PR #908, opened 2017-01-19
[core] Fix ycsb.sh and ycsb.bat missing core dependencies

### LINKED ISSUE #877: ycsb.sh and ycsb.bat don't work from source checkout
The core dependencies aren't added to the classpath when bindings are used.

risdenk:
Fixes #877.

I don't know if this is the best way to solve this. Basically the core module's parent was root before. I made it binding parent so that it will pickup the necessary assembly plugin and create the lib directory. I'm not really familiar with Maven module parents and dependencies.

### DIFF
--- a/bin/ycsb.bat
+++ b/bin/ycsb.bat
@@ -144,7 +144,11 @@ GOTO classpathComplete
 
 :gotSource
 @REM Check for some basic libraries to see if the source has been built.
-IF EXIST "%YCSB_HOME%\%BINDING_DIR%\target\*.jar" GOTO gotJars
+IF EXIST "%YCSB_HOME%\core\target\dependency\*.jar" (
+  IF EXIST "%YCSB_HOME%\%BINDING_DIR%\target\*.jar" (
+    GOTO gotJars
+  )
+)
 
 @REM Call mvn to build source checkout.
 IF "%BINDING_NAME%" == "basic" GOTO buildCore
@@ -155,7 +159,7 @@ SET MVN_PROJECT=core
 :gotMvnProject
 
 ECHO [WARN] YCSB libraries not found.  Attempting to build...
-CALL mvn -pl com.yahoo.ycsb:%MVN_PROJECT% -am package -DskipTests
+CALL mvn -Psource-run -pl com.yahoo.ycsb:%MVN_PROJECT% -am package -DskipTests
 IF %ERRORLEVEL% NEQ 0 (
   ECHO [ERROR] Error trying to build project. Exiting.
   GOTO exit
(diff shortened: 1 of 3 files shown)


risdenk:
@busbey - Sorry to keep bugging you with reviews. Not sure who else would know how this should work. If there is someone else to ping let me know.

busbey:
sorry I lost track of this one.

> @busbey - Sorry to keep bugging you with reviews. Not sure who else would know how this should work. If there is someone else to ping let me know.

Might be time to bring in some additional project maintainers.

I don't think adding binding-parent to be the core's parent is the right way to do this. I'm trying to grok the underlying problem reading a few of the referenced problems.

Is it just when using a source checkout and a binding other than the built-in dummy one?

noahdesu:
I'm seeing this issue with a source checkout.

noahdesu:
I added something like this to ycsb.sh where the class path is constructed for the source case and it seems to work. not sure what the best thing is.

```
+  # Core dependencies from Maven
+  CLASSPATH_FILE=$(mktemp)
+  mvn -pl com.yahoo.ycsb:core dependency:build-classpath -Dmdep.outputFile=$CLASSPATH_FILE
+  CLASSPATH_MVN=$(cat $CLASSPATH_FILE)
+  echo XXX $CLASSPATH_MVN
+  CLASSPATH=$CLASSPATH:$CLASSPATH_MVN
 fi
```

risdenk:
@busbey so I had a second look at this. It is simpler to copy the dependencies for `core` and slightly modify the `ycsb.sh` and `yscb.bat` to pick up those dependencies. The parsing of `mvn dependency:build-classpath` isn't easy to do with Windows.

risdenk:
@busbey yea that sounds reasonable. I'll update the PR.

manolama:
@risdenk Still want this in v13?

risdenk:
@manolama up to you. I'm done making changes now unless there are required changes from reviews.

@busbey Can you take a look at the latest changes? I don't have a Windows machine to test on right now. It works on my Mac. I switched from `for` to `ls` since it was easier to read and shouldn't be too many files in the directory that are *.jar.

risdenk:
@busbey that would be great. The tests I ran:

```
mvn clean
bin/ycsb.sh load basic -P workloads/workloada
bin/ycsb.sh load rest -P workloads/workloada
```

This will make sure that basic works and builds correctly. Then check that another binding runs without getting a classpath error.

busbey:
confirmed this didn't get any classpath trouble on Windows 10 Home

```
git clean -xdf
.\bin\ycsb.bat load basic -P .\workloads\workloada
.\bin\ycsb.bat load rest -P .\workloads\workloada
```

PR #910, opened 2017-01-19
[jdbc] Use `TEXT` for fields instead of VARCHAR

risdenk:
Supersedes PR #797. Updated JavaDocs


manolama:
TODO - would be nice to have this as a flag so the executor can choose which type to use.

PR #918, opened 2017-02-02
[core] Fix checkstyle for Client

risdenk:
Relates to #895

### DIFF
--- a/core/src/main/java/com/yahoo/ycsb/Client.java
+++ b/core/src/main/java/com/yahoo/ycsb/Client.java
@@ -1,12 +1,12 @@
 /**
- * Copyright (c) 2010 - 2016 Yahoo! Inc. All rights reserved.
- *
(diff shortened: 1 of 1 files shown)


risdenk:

* * *

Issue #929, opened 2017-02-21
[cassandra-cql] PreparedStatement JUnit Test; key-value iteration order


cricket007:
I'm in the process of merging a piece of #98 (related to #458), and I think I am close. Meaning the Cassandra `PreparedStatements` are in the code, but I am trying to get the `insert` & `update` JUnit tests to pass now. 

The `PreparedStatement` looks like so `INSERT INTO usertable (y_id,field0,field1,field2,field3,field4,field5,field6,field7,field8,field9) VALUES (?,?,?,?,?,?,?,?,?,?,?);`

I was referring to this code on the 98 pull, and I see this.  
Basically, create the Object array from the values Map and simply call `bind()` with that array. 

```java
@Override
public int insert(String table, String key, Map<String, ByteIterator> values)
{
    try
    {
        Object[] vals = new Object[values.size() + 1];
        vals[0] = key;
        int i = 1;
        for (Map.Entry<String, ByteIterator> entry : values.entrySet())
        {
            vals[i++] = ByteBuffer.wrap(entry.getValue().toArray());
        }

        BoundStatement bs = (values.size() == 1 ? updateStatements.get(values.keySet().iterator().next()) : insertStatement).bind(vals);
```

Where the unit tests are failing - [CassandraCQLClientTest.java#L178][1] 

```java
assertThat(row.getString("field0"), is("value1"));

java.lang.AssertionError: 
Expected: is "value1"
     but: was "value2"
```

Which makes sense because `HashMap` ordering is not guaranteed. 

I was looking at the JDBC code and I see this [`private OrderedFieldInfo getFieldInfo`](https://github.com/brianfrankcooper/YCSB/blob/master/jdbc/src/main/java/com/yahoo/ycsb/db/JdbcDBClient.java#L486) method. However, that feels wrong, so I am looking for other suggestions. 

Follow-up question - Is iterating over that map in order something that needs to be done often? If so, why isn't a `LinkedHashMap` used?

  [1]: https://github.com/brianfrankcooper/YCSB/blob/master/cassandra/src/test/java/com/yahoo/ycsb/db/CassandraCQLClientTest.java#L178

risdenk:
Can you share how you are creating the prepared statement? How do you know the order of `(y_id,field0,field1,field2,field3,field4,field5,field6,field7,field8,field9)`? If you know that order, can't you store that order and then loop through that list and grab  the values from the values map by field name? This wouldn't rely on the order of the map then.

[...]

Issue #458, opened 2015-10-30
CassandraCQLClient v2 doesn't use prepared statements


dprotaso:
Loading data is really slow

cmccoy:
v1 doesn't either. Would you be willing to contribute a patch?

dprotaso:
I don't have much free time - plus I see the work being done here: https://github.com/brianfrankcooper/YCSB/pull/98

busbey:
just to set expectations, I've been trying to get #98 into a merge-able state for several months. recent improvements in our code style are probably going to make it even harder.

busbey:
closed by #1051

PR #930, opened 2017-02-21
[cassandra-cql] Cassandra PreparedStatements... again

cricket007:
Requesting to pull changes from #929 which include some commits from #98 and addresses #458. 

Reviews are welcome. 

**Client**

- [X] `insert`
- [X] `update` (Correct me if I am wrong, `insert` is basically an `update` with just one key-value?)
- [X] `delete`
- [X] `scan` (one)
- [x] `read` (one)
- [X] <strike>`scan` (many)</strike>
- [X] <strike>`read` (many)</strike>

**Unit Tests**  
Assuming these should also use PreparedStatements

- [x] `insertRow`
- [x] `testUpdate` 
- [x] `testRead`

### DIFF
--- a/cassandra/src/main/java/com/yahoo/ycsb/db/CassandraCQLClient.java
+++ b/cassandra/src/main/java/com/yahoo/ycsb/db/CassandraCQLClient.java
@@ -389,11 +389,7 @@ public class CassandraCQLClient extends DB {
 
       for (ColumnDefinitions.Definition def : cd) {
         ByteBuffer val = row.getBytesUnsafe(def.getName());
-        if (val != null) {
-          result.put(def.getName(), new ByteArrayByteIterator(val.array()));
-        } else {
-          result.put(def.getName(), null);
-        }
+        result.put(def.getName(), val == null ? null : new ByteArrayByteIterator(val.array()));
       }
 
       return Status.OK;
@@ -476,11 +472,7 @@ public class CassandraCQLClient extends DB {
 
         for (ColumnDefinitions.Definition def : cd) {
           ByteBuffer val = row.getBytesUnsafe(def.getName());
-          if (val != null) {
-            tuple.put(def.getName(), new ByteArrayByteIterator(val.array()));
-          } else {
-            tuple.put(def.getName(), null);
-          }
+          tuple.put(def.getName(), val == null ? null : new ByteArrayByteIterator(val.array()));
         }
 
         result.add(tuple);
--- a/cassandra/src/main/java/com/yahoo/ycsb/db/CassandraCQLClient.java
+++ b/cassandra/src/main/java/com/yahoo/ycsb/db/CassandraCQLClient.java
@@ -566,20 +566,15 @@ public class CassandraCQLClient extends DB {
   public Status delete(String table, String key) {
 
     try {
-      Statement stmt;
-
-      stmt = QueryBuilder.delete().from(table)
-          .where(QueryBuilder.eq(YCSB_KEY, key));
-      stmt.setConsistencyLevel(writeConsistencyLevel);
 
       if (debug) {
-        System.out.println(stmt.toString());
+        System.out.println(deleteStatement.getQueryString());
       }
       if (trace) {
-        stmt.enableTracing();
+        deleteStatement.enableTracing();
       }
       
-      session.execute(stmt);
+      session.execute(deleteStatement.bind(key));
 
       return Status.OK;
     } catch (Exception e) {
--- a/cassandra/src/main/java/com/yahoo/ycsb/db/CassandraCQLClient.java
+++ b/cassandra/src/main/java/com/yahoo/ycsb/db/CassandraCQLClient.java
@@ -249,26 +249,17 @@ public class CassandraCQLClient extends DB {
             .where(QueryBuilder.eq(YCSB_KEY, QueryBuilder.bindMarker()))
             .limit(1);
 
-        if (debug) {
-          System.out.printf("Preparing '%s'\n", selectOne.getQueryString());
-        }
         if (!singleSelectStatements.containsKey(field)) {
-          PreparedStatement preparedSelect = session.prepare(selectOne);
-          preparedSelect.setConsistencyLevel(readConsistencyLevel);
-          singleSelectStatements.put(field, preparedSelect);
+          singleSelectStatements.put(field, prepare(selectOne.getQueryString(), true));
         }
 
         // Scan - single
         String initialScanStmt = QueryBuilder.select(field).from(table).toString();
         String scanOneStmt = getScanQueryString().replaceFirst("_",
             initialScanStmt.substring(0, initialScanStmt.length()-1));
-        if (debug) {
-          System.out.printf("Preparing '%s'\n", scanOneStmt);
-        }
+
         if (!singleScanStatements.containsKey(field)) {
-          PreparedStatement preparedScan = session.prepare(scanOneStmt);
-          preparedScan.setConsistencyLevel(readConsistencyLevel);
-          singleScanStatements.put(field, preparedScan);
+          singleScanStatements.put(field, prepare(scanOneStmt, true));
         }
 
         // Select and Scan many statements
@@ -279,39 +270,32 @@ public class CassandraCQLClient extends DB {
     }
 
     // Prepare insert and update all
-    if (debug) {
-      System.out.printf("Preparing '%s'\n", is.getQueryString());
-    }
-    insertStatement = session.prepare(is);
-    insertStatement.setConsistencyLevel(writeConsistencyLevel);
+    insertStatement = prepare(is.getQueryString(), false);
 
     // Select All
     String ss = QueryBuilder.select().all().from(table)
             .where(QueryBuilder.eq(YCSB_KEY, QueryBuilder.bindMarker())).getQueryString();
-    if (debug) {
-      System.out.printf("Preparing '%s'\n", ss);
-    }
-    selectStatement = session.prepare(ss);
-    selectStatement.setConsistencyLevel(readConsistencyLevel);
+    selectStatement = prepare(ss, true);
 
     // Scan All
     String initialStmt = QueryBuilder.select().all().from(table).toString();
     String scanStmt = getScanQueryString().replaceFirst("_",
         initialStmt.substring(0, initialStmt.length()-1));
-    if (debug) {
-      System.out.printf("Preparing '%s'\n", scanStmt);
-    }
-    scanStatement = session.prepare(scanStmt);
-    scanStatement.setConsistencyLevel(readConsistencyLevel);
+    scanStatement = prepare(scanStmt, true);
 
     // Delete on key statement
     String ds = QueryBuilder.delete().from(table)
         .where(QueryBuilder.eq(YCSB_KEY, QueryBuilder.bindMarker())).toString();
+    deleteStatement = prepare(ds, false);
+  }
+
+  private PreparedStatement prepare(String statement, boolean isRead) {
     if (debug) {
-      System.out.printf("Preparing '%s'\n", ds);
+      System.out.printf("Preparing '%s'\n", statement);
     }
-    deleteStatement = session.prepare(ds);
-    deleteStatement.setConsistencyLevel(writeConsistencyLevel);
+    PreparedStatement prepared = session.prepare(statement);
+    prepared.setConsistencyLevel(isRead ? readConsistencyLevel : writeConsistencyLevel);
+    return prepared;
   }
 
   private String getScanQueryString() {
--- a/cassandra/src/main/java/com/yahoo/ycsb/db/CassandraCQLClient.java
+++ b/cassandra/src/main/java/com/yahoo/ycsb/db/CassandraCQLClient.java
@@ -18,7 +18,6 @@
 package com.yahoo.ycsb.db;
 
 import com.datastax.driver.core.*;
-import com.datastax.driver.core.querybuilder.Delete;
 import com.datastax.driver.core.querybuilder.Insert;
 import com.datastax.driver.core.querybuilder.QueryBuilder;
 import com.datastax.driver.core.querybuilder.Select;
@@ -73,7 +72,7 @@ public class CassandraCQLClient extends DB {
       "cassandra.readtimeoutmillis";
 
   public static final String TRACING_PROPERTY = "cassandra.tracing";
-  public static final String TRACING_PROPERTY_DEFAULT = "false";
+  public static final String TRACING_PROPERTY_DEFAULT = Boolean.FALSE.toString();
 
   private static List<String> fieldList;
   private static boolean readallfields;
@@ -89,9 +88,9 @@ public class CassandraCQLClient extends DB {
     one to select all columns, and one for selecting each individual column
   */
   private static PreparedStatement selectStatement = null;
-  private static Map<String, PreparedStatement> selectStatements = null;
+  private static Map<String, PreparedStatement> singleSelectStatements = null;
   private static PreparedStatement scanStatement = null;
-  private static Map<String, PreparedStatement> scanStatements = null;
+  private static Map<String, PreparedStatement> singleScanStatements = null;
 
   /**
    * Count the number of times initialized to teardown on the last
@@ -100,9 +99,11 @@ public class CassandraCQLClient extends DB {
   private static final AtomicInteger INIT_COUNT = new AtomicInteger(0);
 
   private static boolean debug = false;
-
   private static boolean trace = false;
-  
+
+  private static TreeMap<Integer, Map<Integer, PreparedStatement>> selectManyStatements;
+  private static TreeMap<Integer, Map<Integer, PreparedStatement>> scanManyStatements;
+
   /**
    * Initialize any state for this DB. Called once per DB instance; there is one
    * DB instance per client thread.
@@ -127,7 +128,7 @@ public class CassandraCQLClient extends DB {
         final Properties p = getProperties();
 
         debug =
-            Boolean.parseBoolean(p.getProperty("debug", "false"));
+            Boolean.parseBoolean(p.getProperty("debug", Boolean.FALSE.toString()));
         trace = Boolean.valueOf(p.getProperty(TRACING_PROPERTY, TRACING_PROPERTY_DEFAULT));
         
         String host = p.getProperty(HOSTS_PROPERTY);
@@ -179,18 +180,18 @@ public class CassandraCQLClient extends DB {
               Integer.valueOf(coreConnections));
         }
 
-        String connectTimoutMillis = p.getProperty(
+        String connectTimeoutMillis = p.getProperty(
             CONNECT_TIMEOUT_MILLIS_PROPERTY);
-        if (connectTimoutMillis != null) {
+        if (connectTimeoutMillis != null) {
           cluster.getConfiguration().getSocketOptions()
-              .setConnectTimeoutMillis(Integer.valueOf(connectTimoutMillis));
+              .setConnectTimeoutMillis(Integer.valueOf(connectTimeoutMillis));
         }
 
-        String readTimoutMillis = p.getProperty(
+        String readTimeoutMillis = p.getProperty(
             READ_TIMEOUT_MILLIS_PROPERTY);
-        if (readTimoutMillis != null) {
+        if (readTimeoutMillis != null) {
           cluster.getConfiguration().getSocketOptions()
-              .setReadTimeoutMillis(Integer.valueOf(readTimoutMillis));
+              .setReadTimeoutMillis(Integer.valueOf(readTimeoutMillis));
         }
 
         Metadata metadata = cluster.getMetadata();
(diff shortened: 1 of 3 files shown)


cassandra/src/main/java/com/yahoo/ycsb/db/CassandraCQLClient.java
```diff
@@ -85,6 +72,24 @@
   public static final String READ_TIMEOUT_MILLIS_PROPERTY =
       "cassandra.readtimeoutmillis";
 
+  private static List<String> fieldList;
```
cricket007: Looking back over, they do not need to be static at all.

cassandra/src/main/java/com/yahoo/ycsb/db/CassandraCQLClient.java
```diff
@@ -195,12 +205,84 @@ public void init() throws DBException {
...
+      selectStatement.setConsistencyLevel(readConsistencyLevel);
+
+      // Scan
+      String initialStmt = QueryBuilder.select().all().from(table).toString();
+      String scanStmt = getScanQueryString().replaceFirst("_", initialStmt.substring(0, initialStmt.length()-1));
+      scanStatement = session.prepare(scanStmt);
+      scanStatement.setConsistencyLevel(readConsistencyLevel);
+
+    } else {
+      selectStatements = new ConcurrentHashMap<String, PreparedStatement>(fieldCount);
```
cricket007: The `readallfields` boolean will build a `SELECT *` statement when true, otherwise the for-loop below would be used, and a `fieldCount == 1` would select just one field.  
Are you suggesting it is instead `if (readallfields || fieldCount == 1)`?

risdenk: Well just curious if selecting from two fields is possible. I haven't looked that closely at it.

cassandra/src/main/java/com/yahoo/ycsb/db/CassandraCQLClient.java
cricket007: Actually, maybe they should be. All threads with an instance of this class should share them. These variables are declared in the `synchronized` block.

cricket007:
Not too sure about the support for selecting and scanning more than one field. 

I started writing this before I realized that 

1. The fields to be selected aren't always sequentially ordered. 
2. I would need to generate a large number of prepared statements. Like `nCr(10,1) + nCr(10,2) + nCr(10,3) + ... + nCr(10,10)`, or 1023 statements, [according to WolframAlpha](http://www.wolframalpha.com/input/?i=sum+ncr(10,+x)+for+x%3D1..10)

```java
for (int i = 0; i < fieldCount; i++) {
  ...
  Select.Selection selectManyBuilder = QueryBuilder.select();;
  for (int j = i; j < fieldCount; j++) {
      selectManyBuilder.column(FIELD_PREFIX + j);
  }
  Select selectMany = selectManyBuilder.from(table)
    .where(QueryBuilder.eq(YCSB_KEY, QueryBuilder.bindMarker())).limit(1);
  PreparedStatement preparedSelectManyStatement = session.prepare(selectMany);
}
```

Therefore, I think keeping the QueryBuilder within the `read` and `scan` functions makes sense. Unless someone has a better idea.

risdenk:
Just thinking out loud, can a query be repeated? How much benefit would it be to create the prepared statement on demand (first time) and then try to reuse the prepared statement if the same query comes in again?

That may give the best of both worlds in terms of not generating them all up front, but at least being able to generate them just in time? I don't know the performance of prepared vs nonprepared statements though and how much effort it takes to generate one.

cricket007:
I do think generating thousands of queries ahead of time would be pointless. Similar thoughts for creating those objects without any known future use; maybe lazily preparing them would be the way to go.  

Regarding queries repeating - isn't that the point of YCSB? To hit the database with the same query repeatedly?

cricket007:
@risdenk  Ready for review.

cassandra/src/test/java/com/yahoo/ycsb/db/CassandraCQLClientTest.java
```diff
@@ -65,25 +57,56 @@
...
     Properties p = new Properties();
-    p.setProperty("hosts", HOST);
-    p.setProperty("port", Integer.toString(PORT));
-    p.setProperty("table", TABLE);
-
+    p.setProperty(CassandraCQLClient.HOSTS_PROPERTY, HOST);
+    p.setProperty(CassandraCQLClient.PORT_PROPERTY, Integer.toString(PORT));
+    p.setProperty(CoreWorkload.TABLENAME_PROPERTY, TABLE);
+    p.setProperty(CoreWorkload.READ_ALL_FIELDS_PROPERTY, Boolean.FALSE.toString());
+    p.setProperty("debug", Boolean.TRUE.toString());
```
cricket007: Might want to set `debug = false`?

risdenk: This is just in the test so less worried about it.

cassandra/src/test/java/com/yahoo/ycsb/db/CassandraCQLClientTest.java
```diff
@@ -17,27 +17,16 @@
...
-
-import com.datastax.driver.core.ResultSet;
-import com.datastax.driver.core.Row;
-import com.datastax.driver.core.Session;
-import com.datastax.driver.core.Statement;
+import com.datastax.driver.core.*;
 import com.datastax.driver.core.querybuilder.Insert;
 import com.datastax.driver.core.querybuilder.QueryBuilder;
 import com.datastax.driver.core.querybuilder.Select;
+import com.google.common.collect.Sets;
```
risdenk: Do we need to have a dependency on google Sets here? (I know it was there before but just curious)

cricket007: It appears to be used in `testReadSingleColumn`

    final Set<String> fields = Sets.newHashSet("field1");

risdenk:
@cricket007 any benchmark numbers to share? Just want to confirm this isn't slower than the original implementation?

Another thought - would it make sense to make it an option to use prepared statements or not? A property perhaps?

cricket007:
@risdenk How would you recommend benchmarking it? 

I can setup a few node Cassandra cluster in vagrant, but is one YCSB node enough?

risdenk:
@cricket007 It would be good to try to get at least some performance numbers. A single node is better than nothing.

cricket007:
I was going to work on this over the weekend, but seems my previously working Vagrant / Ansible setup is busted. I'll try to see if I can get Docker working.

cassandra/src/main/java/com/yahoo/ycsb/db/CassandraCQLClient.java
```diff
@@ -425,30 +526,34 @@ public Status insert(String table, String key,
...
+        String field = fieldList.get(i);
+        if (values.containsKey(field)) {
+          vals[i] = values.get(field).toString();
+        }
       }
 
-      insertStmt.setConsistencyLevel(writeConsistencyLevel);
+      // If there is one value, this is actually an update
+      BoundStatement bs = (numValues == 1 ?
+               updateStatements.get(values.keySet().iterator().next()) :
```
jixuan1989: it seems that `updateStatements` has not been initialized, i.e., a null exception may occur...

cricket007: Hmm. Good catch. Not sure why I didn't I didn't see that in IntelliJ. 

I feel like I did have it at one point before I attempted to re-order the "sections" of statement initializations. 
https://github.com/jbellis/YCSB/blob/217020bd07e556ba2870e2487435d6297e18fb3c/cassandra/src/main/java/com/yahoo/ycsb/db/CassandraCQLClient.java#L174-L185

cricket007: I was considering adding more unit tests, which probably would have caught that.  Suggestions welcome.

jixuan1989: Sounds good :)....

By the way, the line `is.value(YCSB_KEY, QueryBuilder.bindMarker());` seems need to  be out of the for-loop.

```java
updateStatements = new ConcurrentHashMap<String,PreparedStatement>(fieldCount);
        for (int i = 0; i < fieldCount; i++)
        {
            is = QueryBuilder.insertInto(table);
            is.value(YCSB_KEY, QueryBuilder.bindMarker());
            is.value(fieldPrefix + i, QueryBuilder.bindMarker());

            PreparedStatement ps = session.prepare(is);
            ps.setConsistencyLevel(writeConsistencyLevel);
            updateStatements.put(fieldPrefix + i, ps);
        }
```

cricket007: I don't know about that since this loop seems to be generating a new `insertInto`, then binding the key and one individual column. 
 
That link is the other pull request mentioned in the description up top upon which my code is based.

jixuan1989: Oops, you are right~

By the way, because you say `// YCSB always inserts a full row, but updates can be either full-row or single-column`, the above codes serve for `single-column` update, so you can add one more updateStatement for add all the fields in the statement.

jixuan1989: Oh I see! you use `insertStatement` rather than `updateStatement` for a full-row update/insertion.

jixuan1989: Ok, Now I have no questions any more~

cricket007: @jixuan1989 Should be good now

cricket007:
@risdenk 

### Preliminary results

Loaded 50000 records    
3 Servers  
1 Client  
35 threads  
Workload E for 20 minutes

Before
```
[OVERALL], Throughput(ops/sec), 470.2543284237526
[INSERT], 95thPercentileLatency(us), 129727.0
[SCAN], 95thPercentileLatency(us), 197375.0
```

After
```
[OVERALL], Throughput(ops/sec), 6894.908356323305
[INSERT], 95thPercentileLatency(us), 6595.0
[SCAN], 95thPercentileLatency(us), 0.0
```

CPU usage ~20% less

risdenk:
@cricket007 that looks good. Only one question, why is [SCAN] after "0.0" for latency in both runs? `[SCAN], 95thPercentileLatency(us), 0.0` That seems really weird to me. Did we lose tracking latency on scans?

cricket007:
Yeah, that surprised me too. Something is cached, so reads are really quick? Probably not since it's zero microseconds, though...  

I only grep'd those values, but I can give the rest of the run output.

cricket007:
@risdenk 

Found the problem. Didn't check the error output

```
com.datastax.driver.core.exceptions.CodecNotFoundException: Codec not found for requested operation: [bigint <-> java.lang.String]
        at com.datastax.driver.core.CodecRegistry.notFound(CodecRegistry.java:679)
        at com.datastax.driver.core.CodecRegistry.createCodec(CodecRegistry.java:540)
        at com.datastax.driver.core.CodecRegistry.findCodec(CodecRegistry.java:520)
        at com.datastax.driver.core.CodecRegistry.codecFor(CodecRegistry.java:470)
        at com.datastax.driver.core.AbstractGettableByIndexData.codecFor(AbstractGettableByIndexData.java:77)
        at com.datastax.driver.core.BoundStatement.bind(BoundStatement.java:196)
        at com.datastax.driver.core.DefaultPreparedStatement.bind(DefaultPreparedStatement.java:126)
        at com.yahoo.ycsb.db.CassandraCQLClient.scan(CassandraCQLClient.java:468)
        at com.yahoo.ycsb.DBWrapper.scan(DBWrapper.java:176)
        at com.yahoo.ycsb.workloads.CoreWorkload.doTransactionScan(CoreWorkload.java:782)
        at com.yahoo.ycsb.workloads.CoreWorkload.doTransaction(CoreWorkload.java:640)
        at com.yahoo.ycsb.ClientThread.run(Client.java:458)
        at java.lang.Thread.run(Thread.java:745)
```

◆ **Requirement**
Could you set down, exactly as written, the lines above between the one holding "PR #908, opened 2017-01-19" and the one holding "-155,7 +159,7 @@ SET MVN_PROJECT=core", inclusive, and nothing more?

◆ **Output**
PR #908, opened 2017-01-19
[core] Fix ycsb.sh and ycsb.bat missing core dependencies

### LINKED ISSUE #877: ycsb.sh and ycsb.bat don't work from source checkout
The core dependencies aren't added to the classpath when bindings are used.

risdenk:
Fixes #877.

I don't know if this is the best way to solve this. Basically the core module's parent was root before. I made it binding parent so that it will pickup the necessary assembly plugin and create the lib directory. I'm not really familiar with Maven module parents and dependencies.

### DIFF
--- a/bin/ycsb.bat
+++ b/bin/ycsb.bat
@@ -144,7 +144,11 @@ GOTO classpathComplete
 
 :gotSource
 @REM Check for some basic libraries to see if the source has been built.
-IF EXIST "%YCSB_HOME%\%BINDING_DIR%\target\*.jar" GOTO gotJars
+IF EXIST "%YCSB_HOME%\core\target\dependency\*.jar" (
+  IF EXIST "%YCSB_HOME%\%BINDING_DIR%\target\*.jar" (
+    GOTO gotJars
+  )
+)
 
 @REM Call mvn to build source checkout.
 IF "%BINDING_NAME%" == "basic" GOTO buildCore
@@ -155,7 +159,7 @@ SET MVN_PROJECT=core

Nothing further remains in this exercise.